Texan Confederate army officer (1819–1862)

William Peleg Rogers (December 17, 1819 – October 4, 1862) was a Texan lawyer and political activist and a Confederate army officer.

After service in the Mexican War, he strongly supported the cause of secession from the Union, and became colonel of the 2nd Texas Infantry Regiment, Confederate States Army, at the outset of the Civil War.

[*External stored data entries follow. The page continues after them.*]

Issue #3261, opened 2017-03-03
Client Cert PKCS#11 - UI/Exception Handling


kingthorin:
If you enable client certs then goto the PKCS#11 tab and hit "Add to Keystore" you get an exception.

It should be handled better, or perhaps the button shouldn't be active until there's something to add.

> 31916 [AWT-EventQueue-0] WARN org.parosproxy.paros.extension.option.OptionsCertificatePanel  - Couldn't add key from ActivIdentity - Windows (x86)
> java.lang.reflect.InvocationTargetException
> 	at sun.reflect.NativeConstructorAccessorImpl.newInstance0(Native Method)
> 	at sun.reflect.NativeConstructorAccessorImpl.newInstance(Unknown Source)
> 	at sun.reflect.DelegatingConstructorAccessorImpl.newInstance(Unknown Source)
> 	at java.lang.reflect.Constructor.newInstance(Unknown Source)
> 	at ch.csnc.extension.httpclient.SSLContextManager.createInstance(SSLContextManager.java:378)
> 	at ch.csnc.extension.httpclient.SSLContextManager.createPKCS11Provider(SSLContextManager.java:366)
> 	at ch.csnc.extension.httpclient.SSLContextManager.initPKCS11(SSLContextManager.java:352)
> 	at org.parosproxy.paros.extension.option.OptionsCertificatePanel.addPkcs11ButtonActionPerformed(OptionsCertificatePanel.java:606)
> 	at org.parosproxy.paros.extension.option.OptionsCertificatePanel.access$7(OptionsCertificatePanel.java:569)
> 	at org.parosproxy.paros.extension.option.OptionsCertificatePanel$8.actionPerformed(OptionsCertificatePanel.java:373)
> 	at javax.swing.AbstractButton.fireActionPerformed(Unknown Source)
> 	at javax.swing.AbstractButton$Handler.actionPerformed(Unknown Source)
> 	at javax.swing.DefaultButtonModel.fireActionPerformed(Unknown Source)
> 	at javax.swing.DefaultButtonModel.setPressed(Unknown Source)
> 	at javax.swing.plaf.basic.BasicButtonListener.mouseReleased(Unknown Source)
> 	at java.awt.Component.processMouseEvent(Unknown Source)
> 	at javax.swing.JComponent.processMouseEvent(Unknown Source)
> 	at java.awt.Component.processEvent(Unknown Source)
> 	at java.awt.Container.processEvent(Unknown Source)
[...]

PR #3323, opened 2017-03-24
Fix Issue 3261

kingthorin:
Refactor OptionsCertificatePanel slightly to display an error (but not
log an exception) if the PKSCS#11 PIN field is blank when the user
clicks "Add to Keystore". If a PIN is present then the existing behavior
is still observed (display error message and log exception).

Fixes zaproxy/zaproxy#3261

### DIFF
--- a/src/org/parosproxy/paros/extension/option/OptionsCertificatePanel.java
+++ b/src/org/parosproxy/paros/extension/option/OptionsCertificatePanel.java
@@ -59,6 +59,7 @@ import org.parosproxy.paros.Constant;
 import org.parosproxy.paros.model.Model;
 import org.parosproxy.paros.model.OptionsParam;
 import org.parosproxy.paros.view.AbstractParamPanel;
+import org.parosproxy.paros.view.View;
 import org.zaproxy.zap.utils.ZapTextField;
 
 import ch.csnc.extension.httpclient.PKCS11Configuration;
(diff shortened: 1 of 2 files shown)


src/org/parosproxy/paros/extension/option/OptionsCertificatePanel.java
```diff
@@ -735,11 +730,23 @@ private void showErrorMessageSunPkcs11ProviderNotAvailable() {
 				Constant.messages.getString("options.cert.label.client.cert"), JOptionPane.ERROR_MESSAGE);
 	}
 
-	private void showGenericErrorMessagePkcs11CouldNotBeAdded() {
-		JOptionPane.showMessageDialog(null, new String[] {
-				Constant.messages.getString("options.cert.error"),
-				Constant.messages.getString("options.cert.error.password")}, 
-				Constant.messages.getString("options.cert.label.client.cert"), JOptionPane.ERROR_MESSAGE);
+	private void showGenericErrorMessagePkcs11CouldNotBeAdded(boolean isErrorLevel, String name, Exception e) {
```
thc202: The name could be changed to `logAndShow...`, to reflect the new behaviour.

thc202:
The commit was not amended.

thc202:
Thank you.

He was killed in action while leading his regiment in a final charge on the last day of the Second Battle of Corinth, Mississippi. His bravery was noted by the foe.

== Early life ==
William Peleg Rogers, son of Timothy Lincoln and Mary Rogers, was born in Georgia, on December 27, 1819. His parents were then living in Alabama, but in early boyhood his father removed the family to north Mississippi and settled on a plantation near Aberdeen, Monroe county, where William was reared and educated.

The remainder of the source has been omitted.